2. Leading edge from command line give me fatal errors:
         719  [FATAL] Could not make dir: C:\Documents and Settings\hkuehn\.xtools_home\databases    at
              edu.mit.broad.xbench.core.api.VdbManagerImpl._mkdir(VdbManagerImpl.java:89)
         719  [FATAL] Could not make dir: C:\Documents and Settings\hkuehn\.xtools_home\chip2chip    at  
                        edu.mit.broad.xbench.core.api.VdbManagerImpl._mkdir(VdbManagerImpl.java:89)
         799  [FATAL] Could not make dir: C:\Documents and Settings\hkuehn\.xtools_home\reports_cache_foo    at
                       edu.mit.broad.xbench.core.api.VdbManagerImpl._mkdir(VdbManagerImpl.java:89)

Must set -DGSEA=true flag
So,

java -Xmx ... -DGSEA=true xtools.....



3. MSigDB page, the Find sets that Overlap search gives page with no Export button; make that page more like the
      Find sets that contain this gene page.

Joshs reworked impl will replace this and the export option should be added to it

4. On Run GSEA, change parameter name from "Analyze in the feature space" to "Gene/probe identifier format"
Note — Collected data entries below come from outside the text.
PR #131, opened 2014-12-17
81308238 portal page

sashax:


sashax:
OK, @afeld changes made. Plus extra page! Also more tests.

app/controllers/application_controller.rb
```diff
@@ -5,7 +5,8 @@ class ApplicationController < ActionController::Base
   private
 
   def current_user
-    User.find_by(email_address: session[:user]['email']) if session[:user].present?
+    # User.find_by(email_address: session[:user]['email']) if session[:user].present?
+    @current_user ||= User.find_or_create_by(email_address: session[:user]['email']) if session[:user] && session[:user]['email']
```
afeld: Whoa, we weren't doing this before?? Derp.

app/controllers/carts_controller.rb
```diff
@@ -7,4 +8,24 @@ def show
     @show_comments = true
   end
 
+  def index
+    role = 'requester'
+    my_carts = Cart.joins(:approvals).where(:approvals => {:role => role, :user_id => @current_user[:id]})
+    if my_carts.empty?
+      role = 'approver'
+      my_carts = Cart.joins(:approvals).where(:approvals => {:role => role, :user_id => @current_user[:id]})
+    end
```
afeld: I think this could all be simplified to

```ruby
@current_user.carts
```

app/controllers/carts_controller.rb
```diff
@@ -7,4 +8,24 @@ def show
...
+    @closed_carts = my_carts.closed
+    @open_carts = my_carts.open
+    render :template => "carts/index", :locals => {:open_carts => @open_carts,
+                                                   :closed_carts => @closed_carts,
+                                                   :user => @current_user, :role => role,
+                                                   limit: CLOSED_CART_LIMIT}
```
afeld: The idiomatic Rails thing would be to leave the `render` implicit and passing all of the models via instance variables. If you prefer setting the local variables explicitly, I would make them regular variables within the controller action.

app/controllers/application_controller.rb
```diff
@@ -5,7 +5,8 @@ class ApplicationController < ActionController::Base
   private
 
   def current_user
-    User.find_by(email_address: session[:user]['email']) if session[:user].present?
+    # User.find_by(email_address: session[:user]['email']) if session[:user].present?
```
afeld: Mind removing this?

app/controllers/carts_controller.rb
```diff
@@ -7,4 +8,24 @@ def show
...
+  end
+
+  def archive
+    role = params[:role] || 'requester'
+    @closed_cart_full_list = Cart.joins(:approvals).where(:approvals => {:role => role, :user_id => @current_user[:id]}).closed
```
afeld: Similar to above:

```ruby
@carts = current_user.carts.closed
```

Do you specifically want the ability to filter by role?

app/controllers/carts_controller.rb
```diff
@@ -7,4 +8,24 @@ def show
...
+    render :template => "carts/archive", :locals => {:closed_carts => @closed_cart_full_list, :user => @current_user, :role => role}
```
afeld: Same as above: use implicit rendering, or don't use instance variables.

app/helpers/home_helper.rb
```diff
@@ -0,0 +1,5 @@
+module HomeHelper
+  def signed_in?
+    session[:user] && !session[:user].empty?
+  end
+end
```
afeld: Not necessary, since it's a [`helper_method`](http://api.rubyonrails.org/classes/AbstractController/Helpers/ClassMethods.html#method-i-helper_method) from the `ApplicationController`.

app/views/home/index.html.erb
```diff
@@ -1,32 +1,29 @@
...
   <div class="home-main-body">
+
       <div class="row">
         <div class="col-sm-12">
           <h2 id="project_tagline">&quot;P-Card holders deserve easy, modern, automated management of their shopping carts.&quot;</h2>
-        </div>
-      </div>
-      <div class="row">
-        <div class="col-sm-12">
+          <p></p>
```
afeld: Can we remove this?

app/views/shared/_cart_list.html.erb
```diff
@@ -0,0 +1,27 @@
...
+<%#-- "limit" is the maximum noumber of carts to show. --%>
+<table class="cart-list">
+  <tr class="header">
+    <th class="first" scope="col"><h5>Request</h5></th>
+    <th class="sixth" scope="col"><h5>Total Price</h5></th>
+    <th class="sixth" scope="col"><h5><%= if role=='requester' then 'To' else 'From' end%> </h5></th>
+    <th class="sixth" scope="col"><h5>Date</h5></th>
+  </tr>
+  <%- carts.each_with_index do |cart, index| %>
+    <%- if defined?(limit) && index >= limit then break end %>
```
afeld: Can we use [`limit`](http://guides.rubyonrails.org/active_record_querying.html#limit-and-offset) on the query instead?

app/views/shared/_cart_list.html.erb
```diff
@@ -0,0 +1,27 @@
...
+    <tr>
+      <td class="first"><a href="/carts/<%= cart.id %>"><%= cart.name %></a></td>
+      <td class="sixth"><%= number_to_currency(cart.decorate.total_price) %></td>
+      <td class="sixth">
+        <%- cart.approvals.each do |approval| %>
+          <%- if approval.role != role && (closed || approval.status == "pending") %>
+            <p><%= User.find(approval.user_id).email_address %></p>
```
afeld: This can be `approval.user.email_address`.

app/views/shared/_cart_list.html.erb
```diff
@@ -0,0 +1,27 @@
...
+    <th class="sixth" scope="col"><h5>Date</h5></th>
+  </tr>
+  <%- carts.each_with_index do |cart, index| %>
+    <%- if defined?(limit) && index >= limit then break end %>
+    <tr>
+      <td class="first"><a href="/carts/<%= cart.id %>"><%= cart.name %></a></td>
+      <td class="sixth"><%= number_to_currency(cart.decorate.total_price) %></td>
+      <td class="sixth">
+        <%- cart.approvals.each do |approval| %>
+          <%- if approval.role != role && (closed || approval.status == "pending") %>
```
afeld: Not quite sure what this is checking... maybe make it a helper method?

spec/controllers/carts_controller_spec.rb
```diff
@@ -0,0 +1,68 @@
+describe CartsController do
+  let(:user1) { FactoryGirl.create(:user, email_address: 'user1@some-dot-gov.gov') }
+  let(:user2) { FactoryGirl.create(:user, email_address: 'user2@some-dot-gov.gov') }
+  let(:user3) { FactoryGirl.create(:user, email_address: 'user3@some-dot-gov.gov') }
+  let(:user4) { FactoryGirl.create(:user, email_address: 'user4@some-dot-gov.gov') }
+  let(:approval_group1) { FactoryGirl.create(:approval_group, name: 'test-approval-group1') }
+  let(:approval_group2) { FactoryGirl.create(:approval_group, name: 'test-approval-group2') }
+  @cart1
```
afeld: Leftover?

spec/controllers/carts_controller_spec.rb
```diff
@@ -0,0 +1,68 @@
+describe CartsController do
+  let(:user1) { FactoryGirl.create(:user, email_address: 'user1@some-dot-gov.gov') }
+  let(:user2) { FactoryGirl.create(:user, email_address: 'user2@some-dot-gov.gov') }
+  let(:user3) { FactoryGirl.create(:user, email_address: 'user3@some-dot-gov.gov') }
+  let(:user4) { FactoryGirl.create(:user, email_address: 'user4@some-dot-gov.gov') }
```
afeld: No need to pass in emails here.

spec/controllers/carts_controller_spec.rb
```diff
@@ -0,0 +1,68 @@
...
+  let(:approval_group1) { FactoryGirl.create(:approval_group, name: 'test-approval-group1') }
+  let(:approval_group2) { FactoryGirl.create(:approval_group, name: 'test-approval-group2') }
+  @cart1
+
+
+  before do
+    UserRole.create!(user_id: user1.id, approval_group_id: approval_group1.id, role: 'approver')
+    UserRole.create!(user_id: user2.id, approval_group_id: approval_group1.id, role: 'requester')
+    UserRole.create!(user_id: user3.id, approval_group_id: approval_group1.id, role: 'approver')
+    #why do I have to do it this way? I dunno, but I do. :/
```
afeld: Could you elaborate?

spec/controllers/carts_controller_spec.rb
```diff
@@ -0,0 +1,68 @@
...
+    p = {}
+    p['approvalGroup'] =  'test-approval-group1'
+    p['cartName'] = 'cart1'
+    @cart1 = Commands::Approval::InitiateCartApproval.new.perform(p)
+    session[:user] = {}
```
afeld: What are you trying to do in these five lines?

app/controllers/carts_controller.rb
sashax: Yes.

app/views/home/index.html.erb
sashax: not if we want it to layout as specified

afeld: Can we use a `margin-bottom` on the `h2` or something rather than an empty tag?

sashax: Meh, It looks ok without it. I just took it out.

app/controllers/carts_controller.rb
```diff
@@ -7,4 +8,19 @@ def show
     @show_comments = true
   end
 
+  def index
+    @role = 'requester'
+    my_carts = Cart.joins(:approvals).where(:approvals => {:role => @role, :user_id => @current_user[:id]})
+    if my_carts.empty?
+      @role = 'approver'
+      my_carts = Cart.joins(:approvals).where(:approvals => {:role => @role, :user_id => @current_user[:id]})
+    end
```
afeld: This seems over-complicated code and UX-wise... can we just do this?

```ruby
my_carts = current_user.carts.order('created_at DESC')
```

We can [do a fancier query](http://stackoverflow.com/questions/6332043/sql-order-by-multiple-values-in-specific-order) if we want to show carts where the user is a requester before those where they're an approver, but

* I don't think there will be a lot of overlap between requesters and approvers, at least for WHSC
* My instinct is that the user would want to see all carts they're involved with in one list anyway

sashax: Well, I agree that there's not likely to be overlap. There are (minor)
differences between how carts are represented depending on whether one is
an approver or a requester.
 We could simplify the query by cheating and just picking the role of the
first cart.
I believe that it's useful to distinguish between open and closed carts.

app/controllers/carts_controller.rb
```diff
@@ -7,4 +8,19 @@ def show
...
+    @closed_carts = my_carts.closed
+    @open_carts = my_carts.open
+  end
+
+  def archive
+    @role = params[:role] || 'requester'
+    @closed_cart_full_list = Cart.joins(:approvals).where(:approvals => {:role => @role, :user_id => @current_user[:id]}).closed
```
afeld: This can be simplified to

```ruby
@closed_cart_full_list = current_user.carts.where(approvals: {role: @role}).closed
```

sashax: oooh, nice!

app/controllers/carts_controller.rb
afeld: Ohhh I see the issue.. the `@role` wouldn't be set. I think the logic makes more sense on a cart-by-cart basis:

```
for each cart
  show the cart summary
  if user is an approver on the cart
    show action buttons
```

rather than one role for the overall page. If you agree, feel free to add an inline `TODO` and we can worry about it later. Otherwise, no worries.

sashax: Sure, I'm fine with that. I'll add the comment.

afeld:
Cool, just the one note above about limiting the number of carts displayed via the query. Otherwise, :+1:

sashax:
Is there a straightforward way to limit the number of records in the query
and also know if there are more records than the limit? We have been using
if (count > limit) to control the visibility of the View the Archive link.
Unless I'm missing something, that behavior will be awkward to replicate in
this case.

afeld:
What about something like this? (simplified example)

```erb
<% carts.limit(LIMIT).each do |cart| %> 
  ...
<% end %>

<% if carts.size > LIMIT %>
  <%= link_to "View the archive" %>
<% end %>
```

sashax:
oh, yeah, right., I was limiting it in the Wrong Place. Change submitted,
although I think it ends up being only a marginal improvement. I did catch
a typo, though!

Lets talk. Forgot to bring this up in our last chat.
What about using "Collapse dataset" as the name, where values are True (use 'chip' to collapse dataset to gene symbols) and False (blah blah).

5. Remove Downloads>Download Gene Sets (no longer needed now that we have MSigDB page).

Done

6. Change first two Help items to "GSEA web site" and "GSEA documentation". First points to home page of web site and
           second points to the doc page of the web site.

Done

Bugs found 3/15/2006 include:

1. Generate a report, go to "Other" section, look at parameters. Error, file cannot be found.

Fixed.

2. Started a pretty long analysis, killed it. It took a few minutes versus a few seconds. If that's expected, perhaps change message to say may take a few minutes.

Whats a long analysis? (for leading edge clustering more than a handful of sets, say 20, is likely pointless)

3. Leading edge report brings up the gct files in a text editor rather than Excel; can't really read them in a text editor.

Opening gct files now works like this: First check prefs to see if excel (or the other programs) exist at location indicated in the prefs. If so, use it. Otherwise issue a generic open file command in windows that will open up the file in whatever editor has been registered by windows for that file type. On the mac, the later mode is always done. On unix i dont know what will happen.